=== YOUR INSTRUCTIONS ===
Your answer must consist solely of the line containing "But there is" and each line after it through the end of the data, copied exactly.

[Excerpts from a dataset]
PR #1001, opened 2017-03-01
Add send_list_offset_request for searching offset by timestamp

charsyam:
Currently, Kafka Python has OffsetRequest_v1(It's name changed as ListOffsetRequest v1)
But there is no way to using this request. this is very helpful for searching offset by timestamp.

so, I add send_list_offset_request to request OffsetRequest_v1 and OffsetResponse_v1
and this feature only can use kafka 0.10.1.x or higher.

and, I missed test code, when I looked OffsetRequest test code, they are all skip annotation.
How do I add test for this feature?

Thanks.

```
from kafka import KafkaClient
from kafka.structs import ListOffsetRequestPayload

client = KafkaClient(hosts=['broker1:9092', 'broker2:9092', 'broker3:9092'])
reqs = []
reqs.append(ListOffsetRequestPayload("test2", 0, 1488161648929))
v = client.send_list_offset_request(reqs)
print(v)
```

### DIFF
--- a/kafka/client.py
+++ b/kafka/client.py
@@ -686,6 +686,16 @@ class SimpleClient(object):
         return [resp if not callback else callback(resp) for resp in resps
                 if not fail_on_error or not self._raise_on_response_error(resp)]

=== OUTPUT OF THE TASK ===
But there is no way to using this request. this is very helpful for searching offset by timestamp.

so, I add send_list_offset_request to request OffsetRequest_v1 and OffsetResponse_v1
and this feature only can use kafka 0.10.1.x or higher.

and, I missed test code, when I looked OffsetRequest test code, they are all skip annotation.
How do I add test for this feature?

Thanks.

```
from kafka import KafkaClient
from kafka.structs import ListOffsetRequestPayload

client = KafkaClient(hosts=['broker1:9092', 'broker2:9092', 'broker3:9092'])
reqs = []
reqs.append(ListOffsetRequestPayload("test2", 0, 1488161648929))
v = client.send_list_offset_request(reqs)
print(v)
```

### DIFF
--- a/kafka/client.py
+++ b/kafka/client.py
@@ -686,6 +686,16 @@ class SimpleClient(object):
         return [resp if not callback else callback(resp) for resp in resps
                 if not fail_on_error or not self._raise_on_response_error(resp)]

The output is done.